# one man, two holes?



## Prouder02 (Sep 10, 2014)

To all of those fishing out of one man flip over shelters, do you have any problems running a two hole setup? (jigging and deadstick) As well as room for your sonar? With most one man flip overs having around a 12 square foot footprint, was looing to hear some real world experience and feedback if that is enough room to get the job done, or if I should start looking at something a little bigger. Looking into Kenai Pro Thermal Stealth.


----------



## plugger (Aug 8, 2001)

I regularly run two rods out of a one man.


----------



## mjh4 (Feb 2, 2018)

I've got the Kenai and fish 2 rods. One jigging rod and one dead stick.
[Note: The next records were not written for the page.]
PR #1399, opened 2020-09-09
add pod/node/service utility and endpoint resolver

M00nF1sh:
1. add pod/node/service utility that deal with object conditions
2. add endpoint resolver to resolve endpoints for services.

### DIFF
--- a/pkg/backend/endpoint_resolver.go
+++ b/pkg/backend/endpoint_resolver.go
@@ -1,0 +1,186 @@
+package backend
+
+import (
+	"context"
+	"github.com/go-logr/logr"
+	"github.com/pkg/errors"
+	corev1 "k8s.io/api/core/v1"
+	"k8s.io/apimachinery/pkg/labels"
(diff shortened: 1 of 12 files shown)


pkg/backend/endpoint_resolver.go
```diff
@@ -0,0 +1,186 @@
...
+}
+
+func extractNodeInstanceID(node *corev1.Node) (string, error) {
+	providerID := node.Spec.ProviderID
+	if providerID == "" {
+		return "", errors.Errorf("providerID is not specified for node: %s", node.Name)
+	}
+
+	p := strings.Split(providerID, "/")
+	return p[len(p)-1], nil
```
kishorj, line 169: what if providerID doesn't contain '/' character?

kishorj (approved):

pkg/backend/endpoint_resolver.go
M00nF1sh: if it don't contain '/', then full providerID is returned :D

Sent from my iPhone using Michigan Sportsman


----------



## Prouder02 (Sep 10, 2014)

mjh4 said:


> I've got the Kenai and fish 2 rods. One jigging rod and one dead stick.
> 
> 
> Sent from my iPhone using Michigan Sportsman


Are you satisfied with the room or would you have wished you went a little bigger? 


Sent from my iPhone using Tapatalk


----------



## y2ba (Jan 9, 2005)

Here’s my take after fishing out of a Rover 1 man quite a bit over the last 10 years. If you’re fishing shallow water...it’s doable. I stick to one rod when I’m walleye fishing out of it. Most times I’ll punch two holes and run my transducer in one that’s off to the side, almost out of the shanty. Some of the newer 1 mans are a bit bigger than what i have. Just seems to be more of a pain in the butt than it’s worth for me.


----------



## Aaronjeep2 (Nov 18, 2016)

I've fished with me and my girlfriend in a one man all day no complaints. Clam pro thermal scout XL when I'm by myself I run to rods and 3 holes.


----------



## multibeard (Mar 3, 2002)

I fished two rods in my Kenai. I put my camera down a hole out side of the shanty with the screen sitting between my feet. My buddy heater sat just inside the door.


----------



## woodie slayer (Feb 25, 2006)

otter hide out no problem


----------



## mjh4 (Feb 2, 2018)

I've had no issues with the Kenai plenty of room for me to fish and my gear.


Sent from my iPhone using Michigan Sportsman


----------



## sureshot006 (Sep 8, 2010)

9 posts and no jokes?

2 or 3- 6" holes with FX100


----------



## scottyhoover (Dec 24, 2002)

Fish trap pro or Legend XL thermal. 42 wide...great for walleye jigging 2 rods. Would not like to do this in anything more narrow. This is why I would never get a kenai, scout, or the like...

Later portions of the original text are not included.